— WORK INSTRUCTION —
Among the lines of the records below, copy those that hold the word "primary".

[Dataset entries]
PR #2416, opened 2026-08-21
Scope provider job listings to the requested provider

dpatel-ops:
### Problem

`JobsQuerySet._apply_filters` only applied `filters.provider` inside the `filter=CATALOG`
arm. `GET /v1/jobs/provider` never sets `filter`, so the provider the caller asked for was
silently dropped and scoping fell to the function-title filter alone.

Titles can't scope by provider — they're unique *per provider*, not globally
(`unique_provider_title`). So the listing returned same-titled functions belonging to other
providers, plus serverless functions of that name. For a provider admin it's worse:
`_apply_access_scope` returns `None` (provider-wide, no title filter), so with the provider
clause missing there was no filter at all and the endpoint returned every job in the system.

This is the default configuration — `gateway.runtime_instances_api.enabled` ships `"false"`,
making the legacy provider-admin branch the live path.

The same clause also compared a provider **name** against `Provider`'s UUID primary key,
raising `ValueError: badly formed hexadecimal UUID string`. `CATALOG` was the only arm that
reached it, so `GET /v1/jobs?filter=catalog&provider=<name>` was a 500 — probably why the
missing scoping went unnoticed.

### Severity

Cross-tenant **metadata** disclosure, bounded. The serializer exposes job id, status,
timestamps and function `{id, title, provider}` — no results, logs or arguments. No
escalation: `JobAccessPolicies.can_access` re-authorizes against the job's *own* provider, so
a leaked id can't be used against retrieve / results / provider-logs.

### Fix

Apply the provider clause whenever a provid `filter`, and join
on the name. Under `CATALOG` a named provider makes the existing
`exclude(program__provider=None)` redundant, so collapsing that `if/else` loses nothing.

### Behaviour changes

- Provider admins now see only the requestejob in the system.
- `GET /v1/jobs?provider=X` now actually filters; it was ignored unless `filter=catalog` was
  also passed. That endpoint was always lim, so this narrows an
  already-correctly-scoped result.
- `?filter=catalog&provider=<name>` returns

### Tests

8 new cases across `test_jobs.py::TestFilterProvider` and
`test_provider_list.py::TestProviderScope`; 6 fail without the fix, 2 are guardrails pinning
the `match` arms. Clean `main` 956 passed →1 pre-existing
environmental failures. `black` clean, `pylint` 10.00/10.

### Checklist


gateway/core/model_managers/jobs.py
```diff
@@ -85,13 +85,23 @@ def _apply_filters(
...
+        # Applied whenever a provider is named, independently of `filter`. It used to live inside the
+        # CATALOG arm above, which had two consequences:
+        #   - `jobs/provider` never sets `filter`, so the provider the caller asked for was dropped and
+        #     scoping fell to the title filter below. Titles are unique only *per provider*, so that
+        #     returned same-titled functions of other providers, and custom functions too.
+        #   - it compared against Provider's UUID primary key while callers pass a name, raising
+        #     ValueError("badly formed hexadecimal UUID string"). Every other provider lookup in the
+        #     codebase joins on `__name`.
+        # Under CATALOG a named provider makes the exclude() above redundant, so dropping the branch
+        # there loses nothing: filtering to one provider already excludes the null-provider rows.
```
avilches:
```suggestion
```

This comment doesn't comment on the code, it comments on the change: it explains where the code was and why it was wrong, and now it's better. So I would just remove it...

avilches:
Could you please reduce the amount of test? I don't feel adding two classes and 8 new test just for a filter is healthy. Try to locate the tests where the filter is checked and ensure it works with the new code.

dpatel-ops:
make sense @avilches , removed extra tests and fixtures where possible

avilches (approved):

avilches:
> make sense @avilches , removed extra tests and fixtures where possible

Thanks!

PR #3706, opened 2023-05-05
Fix: Get/save TippingPoint TLS workaround correctly

timopollmeier:
## What
The alert dialog now uses the correct field for TLS workaround option of the TippingPoint SMS method.

## Why
Previously the wrong field was used, so the dialog did not work correctly.

## References
GEA-181

## Checklist

- [ ] Tests


swaterkamp (approved):
Looks like it should work, but I have no possibility to check the actual function. I assume this was done during development.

— TASK RESULT —
The same clause also compared a provider **name** against `Provider`'s UUID primary key,
+        #   - it compared against Provider's UUID primary key while callers pass a name, raising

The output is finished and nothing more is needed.